> _Exercise material_
Issue #450, opened 2019-08-27
implement CoSi on Trezor T


matejcik:
The CoSi signing method is available on T1 (so it exists in trezor-crypto), but not on TT. It should be added at some point.

matejcik:
related, what occured to me when working on keyctl:

perhaps the sequence of CosiCommit and CosiSign should be considered a single operation with only one confirmation screen? Namely, if a CosiCommit is followed by a CosiSign with the same `address_n` and `data`, it could be considered a part of the same flow.

This however depends on exact security properties of the CoSi scheme.

1) Is confirmation for the commitment even required? Can an attacker abuse the commitment somehow?
2) Does it make sense to confirm commitment and signature separately? Does it make sense to want to commit to a digest and later decide not to sign it?
3) If (1) is yes, and (2) is no, could we use the commitment as a token that allows prompt-less signing?
4) Can we somehow check the validity of `global_commitment` and `global_pubkey`? Can an attacker substitute malicious values to obtain something interesting?

matejcik:
in light of the CoSi vulnerability, the flow should look as follows:

1. there is only *one* entry point, i.e., `CosiCommit`. `CosiSign` cannot be started separately.
2. generate a nonce and store it in sessionless cache. if there is already a cached nonce, reuse it.
   * reason: otherwise an attacker could pump out entropy via repeatedly CosiCommiting. this is _prooobably_ not a vulnerability but we disallow it just in case
   * sessionless cache to save memory; the CoSi flow can't work across sessions anyhow
4. send the commitment and wait for a `CosiSign`
5. load the cached nonce into a local variable and erase it from cache
6. show confirmation screen
7. produce and send the signature

matejcik:
3.5: check that the `address_n` in `CosiSign` is the same as in `CosiCommit`, abort otherwise

prusnak:
BTW, if we implement CoSi on Trezor T, we can drop the code completely from T1.

prusnak:
> BTW, if we implement CoSi on Trezor T, we can drop the code completely from T1.

Followup PR in https://github.com/trezor/trezor-firmware/pull/2675 but we are not merging this until this PR has been successfully tried in the wild (as in we were indeed able to sign the FW release with Model T).

PR #2372, opened 2022-07-06
feat(crypto): move from C/donna to rust/dalek ed25519

ryankurte:
hi folks! thanks for all your work designing and supporting such neat devices! 

we’ve been working to add support for @mobilecoinofficial, for which we need to add some new cryptography. rather than duplicating the existing primitives or rebuilding our cryptographic libraries and hopefully inline with your goals of unifying and rebuilding components in well-verified rust, we’ve begun a [rust implementation][1] of the `trezor-crypto` library based on the excellent [dalek-cryptography][2] project.

this provides a `trezor-crypto` compatible ABI to avoid duplication and allow continued updates in a piece-wise manner supported by your excellent collection of tests, while new rust components can use the included cryptography libraries directly.

our initial work aims to replace `ed25519-donna`  and the `ge` and `modm` components (including an initial hash/digest interface). this is tested via FFI against the upstream `donna` APIs to ensure compatibility, with the intent that the crate can be expanded to cover more algorithms going forwards (how great would it be to unify digest implementations!)

this PR actions this initial replacement. our library implementation is [here][2] (with docs [here][3] and a reserved name [here][4]), and if you would prefer to have ownership of these dependencies we’d be delighted to transfer the repository (and crate) to y’all along with this PR ^_^

apologies for the -size- of this commit / PR, though the additions are primarily in the cargo lockfile so hopefully this is not too ungainly, and please let us know if you need any changes!

### changes

- adds `trezor-crypto-lib` to `core/embed/rust/src/lib.rs` for linking
- ~~adds `dalek_` prefix to ed25519 methods~~
- adds custom RNG support for `getrandom` in `core/embed/rust/src/lib.rs`
- disables `cosi_combine_signatures` and `cosi_sign` functions
  (pending completion in `trezor-crypto-lib` https://github.com/mobilecoinofficial/rust-trezor-crypto/issues/3, assistance would be amazing)

relates to: https://github.com/trezor/trezor-firmware/issues/1947, https://github.com/trezor/trezor-firmware/issues/450

cc. @mobilecoinofficial/hardware-wallets @isislovecruft

[1]: https://github.com/mobilecoinofficial/rust-trezor-crypto
[2]: https://github.com/dalek-cryptography
[3]: https://mobilecoinofficial.github.io/rust-trezor-crypto/trezor_crypto_lib/
[4]: https://crates.io/crates/trezor-crypto-lib


prusnak:
Hi @ryankurte! Thank you for your contribution. 

Two high-level comments:

1. We have only recently removed public keys from the ed25519 signing APIs - see PR https://github.com/trezor/trezor-firmware/pull/2349 and issue https://github.com/trezor/trezor-firmware/issues/2338. I think it's required that your changeset does not re-introduce the same problem back again.

2. You remove the old ed25519-donna code (I am fine with that) but you reintroduce the functions with `dalek_` prefix (so e.g. `ed25519_sign_open` becomes `dalek_ ed25519_sign_open`). I don't see a good reason for that, considering you are dropping the old implementation. Let's drop the prefix and this will remove lots of unnecessary changes to `core/embed/extmod/modtrezorcrypto/modtrezorcrypto-*.h`

ryankurte:
thanks for the feedback! all sounds good to me. i have rebased, removed the public key argument from sign functions, and worked out how to remove the `dalek_` prefixes while retaining the [compatibility tests](https://github.com/mobilecoinofficial/rust-trezor-crypto/blob/main/tests/ed25519.rs#L11) ^_^

looks like there are a couple of bits and pieces still to clean up (depending on your opinions on maintaining trezor-crypto or matching donna nomenclature), as well as the unimplemented (and patched out) `cosi_combine_publickeys` and `cosi_sign` methods (https://github.com/mobilecoinofficial/rust-trezor-crypto/issues/3).

ryankurte:
fixed the remaining change to `ed25519_publickey_ext`, it looks like some part of the changes upstream have pushed us over flash size by 5128 bytes :-(

ryankurte:
hey @matejcik, thanks for the feedback. we do need to build wallet hardware support so are definitely be interested in how we can work with y’all to make this (or parts of this) suitable for merging!

> The change is too invasive with regards to our stack (we would need to introduce Rust build to legacy)
> 

> … make provisions for bootloader
> 

it is reasonably straightforward to include this as an alternative to the existing cryptography behind a experimental feature flag to avoid this if this would be more palatable?

> audit and perhaps vendor the Rust dependencies, esp. seeing that you have made private copies;
> 

it is definitely important to understand ones dependencies! the `dalek` crates are well reviewed and to be clear any patches are only required until the related upstream PRs have landed.

> you suggested in another issue that this actually consumes more flash space
> 

the comment on #2375 relates to the lack of headroom when implementing new coins.

for this PR (at the moment) flash use is slightly increased by the duplication of `sha2` , `sha3`, and `keccak` impls, i do not believe this is inherent to the implementation in any way it’s just an attempt to minimise the size of the changes.

> … and it brings no functionality that we need.
> 

the primary motivation for us is to add `ristretto`, but we’ve been trying to limit the scope of this wherever as possible 😅 with the side effect of supporting ecosystem-standard cryptography so one can use existing rust codebases rather than reimplementing each coin for the trezor.

> Note that we currently don't plan on adding new coin implementations, so we will not be accepting a MobileCoin implementation in the foreseeable future.
> 

just wondering whether / when y’all expect this to change and whether there’s anything we can do to smooth that process?

matejcik:
> it is reasonably straightforward to include this as an alternative to the existing cryptography behind a experimental feature flag to avoid this if this would be more palatable?

That would just needlessly enlarge the configuration matrix. It might be a reasonable short-term solution if/when we decide to port over the cryptography to Rust, but, again, there is currently no plan to do that.

Going forward, it might bring value to rely on 3rd party cryptography, provided that their nostd / no-alloc support is reasonable. We're running into some problems with that with the Zcash cryptography. Then again, to answer your other question -- there are currently no plans to bring support for _any_ new coins, and this won't change anytime soon. So we actually don't have any need for the new crypto. The company line is that we are a Bitcoin-first company and we do not want to splinter our focus (any more than it already is :) ).

---

On a separate note: given that the use of cryptography in core codebase is basically only through MicroPython, and we are already experimenting with Rust in bootloader, it might be reasonable to completely avoid the ABI compatibility layer and reimplement the Python bindings through Rust directly to the 3rd party libs. That way we would keep the C-based `trezor-crypto` in legacy, boardloader, possibly bootloader, and remove it (partially or completely) from core codebase.

edsimpsons83:
> 
> there are currently no plans to bring support for _any_ new coins, and this won't change anytime soon. So we actually don't have any need for the new crypto. The company line is that we are a Bitcoin-first company and we do not want to splinter our focus (any more than it already is :) ).

This is very unfortunate. I really wanted MobileCoin support on my Trezor.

> _Problem to work on_
Return word for word the lines above from the line with "6. show confirmation screen" to the line with "this provides a", including both and leaving out all others.

> _Solution to this task_
6. show confirmation screen
7. produce and send the signature

matejcik:
3.5: check that the `address_n` in `CosiSign` is the same as in `CosiCommit`, abort otherwise

prusnak:
BTW, if we implement CoSi on Trezor T, we can drop the code completely from T1.

prusnak:
> BTW, if we implement CoSi on Trezor T, we can drop the code completely from T1.

Followup PR in https://github.com/trezor/trezor-firmware/pull/2675 but we are not merging this until this PR has been successfully tried in the wild (as in we were indeed able to sign the FW release with Model T).

PR #2372, opened 2022-07-06
feat(crypto): move from C/donna to rust/dalek ed25519

ryankurte:
hi folks! thanks for all your work designing and supporting such neat devices! 

we’ve been working to add support for @mobilecoinofficial, for which we need to add some new cryptography. rather than duplicating the existing primitives or rebuilding our cryptographic libraries and hopefully inline with your goals of unifying and rebuilding components in well-verified rust, we’ve begun a [rust implementation][1] of the `trezor-crypto` library based on the excellent [dalek-cryptography][2] project.

this provides a `trezor-crypto` compatible ABI to avoid duplication and allow continued updates in a piece-wise manner supported by your excellent collection of tests, while new rust components can use the included cryptography libraries directly.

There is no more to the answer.